WORK REQUIRED.
Please filter the entries for the word "already" and copy every line that has it.

[Stored data entries]

§ §

PR #446, opened 2022-01-14
Sherif akoush/quickfix/fix alibi import test

sakoush:
pin `numpy` to `<1.22` as `numba 0.55.0` (alibi runtime `KernelShap`) requires it.


setup.py
```diff
@@ -38,7 +38,8 @@ def _load_description() -> str:
         "fastapi",
         "grpcio",
         "importlib-metadata;python_version<'3.8'",
-        "numpy",
+        # numba 0.55.0 requires: numpy <1.22 (for Shap / alibi)
+        "numpy==1.21.5",
```
adriangonz, line 42: Just wondering, would it work if we pinned the version of `numpy` in the dependencies of the Alibi runtime package?

sakoush: I didnt work for some reason but let me double check.

PR #450, opened 2022-01-17
Fix broken custom runtimes link

edshee:


README.md
```diff
@@ -65,7 +65,7 @@ you interact with a subset of common frameworks.
 This allows you to start serving models saved in these frameworks straight
 away.
 However, it's also possible to **write [custom
-runtimes](./docs/runtimes/custom)**.
```
adriangonz, line 68: Great spot!

I think this should be pointing to https://github.com/SeldonIO/MLServer/blob/master/docs/runtimes/custom.md instead, which is meant as the "homepage" for custom runtimes.

adriangonz (commented):
Nice catch @edshee !

README.md
edshee: Yep you're right, I linked the examples one instead

edshee:
Leaving for you to merge just for the sake of process :nerd_face:

PR #464, opened 2022-02-01
Install custom Python packages sytem-wide

### LINKED ISSUE #388: Install requirements system-wide when building custom images
Currently, custom dependencies coming from a `requirements.txt` get installed on the base environment for user `1000` (i.e. the default non-`root` user in the image). Therefore, if the image is loaded with a different user ID, these custom dependencies are not available.

To work around this, we should install these custom deps under `root`, so that they are installed system-wide and accessible by any user.

adriangonz:
Fixes #388 

## Changelog
- Install custom `requirements.txt` under `root` to ensure custom packages are available for every user at runtime (we can't know in advance what will be the user ID at runtime).
- Update custom runtime example and docs to reflect that setting the `securityContext` of the `SeldonDeployment` manifest is no longer needed
- Fix SKLearn runtime and ensure each runtime linter stops the build if there are failures


mlserver/cli/constants.py
```diff
@@ -46,7 +46,13 @@
     ./requirements.tx[t] \\
     .
 
-RUN ./hack/build-env.sh . ./envs/base
+USER root
+# Install dependencies system-wide, to ensure that they are available for every
+# user
+RUN ./hack/build-env.sh . ./envs/base && \
+    chown -R 1000:0 ./envs/base && \\
```
sakoush, line 53: is there a reason why we need `chown -R 1000:0 ./envs/base` ?

runtimes/sklearn/mlserver_sklearn/sklearn.py
```diff
@@ -83,7 +83,7 @@ def _get_model_outputs(
         for request_output in payload.outputs:  # type: ignore
             predict_fn = getattr(self._model, request_output.name)
             y = predict_fn(decoded_request)
-            payload = SKLearnPayload(requested_output=request_output, model_output=y)
-            outputs.append(payload)
+            output = SKLearnPayload(requested_output=request_output, model_output=y)
```
sakoush, line 86: were these just mypy errors?

sakoush (approved):
LGTM

runtimes/sklearn/mlserver_sklearn/sklearn.py
adriangonz: Yes, exactly. The `payload` variable was already used above with a different type, and `mypy` didn't like that.

mlserver/cli/constants.py
adriangonz: Do you mean besides the `chmod`? Good point - maybe it would be enough with the `chmod`... I just mimicked what we already have in the main `Dockerfile`. I didn't to try my luck too much with permissions :grimacing:

PR #477, opened 2022-02-10
Adding play icon and link to intro video on splash image

edshee:
Having looked at the potential ways of embedding a video, it seems the best approach for now is just to keep it as a clickable image. I'll have a look at using the ..include directive to have an embedded video for the readthedocs version and open a separate PR for it.


adriangonz (approved):
Looks great @edshee ! :+1: :rocket:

§ §

SOLUTION.
adriangonz: Yes, exactly. The `payload` variable was already used above with a different type, and `mypy` didn't like that.
adriangonz: Do you mean besides the `chmod`? Good point - maybe it would be enough with the `chmod`... I just mimicked what we already have in the main `Dockerfile`. I didn't to try my luck too much with permissions :grimacing:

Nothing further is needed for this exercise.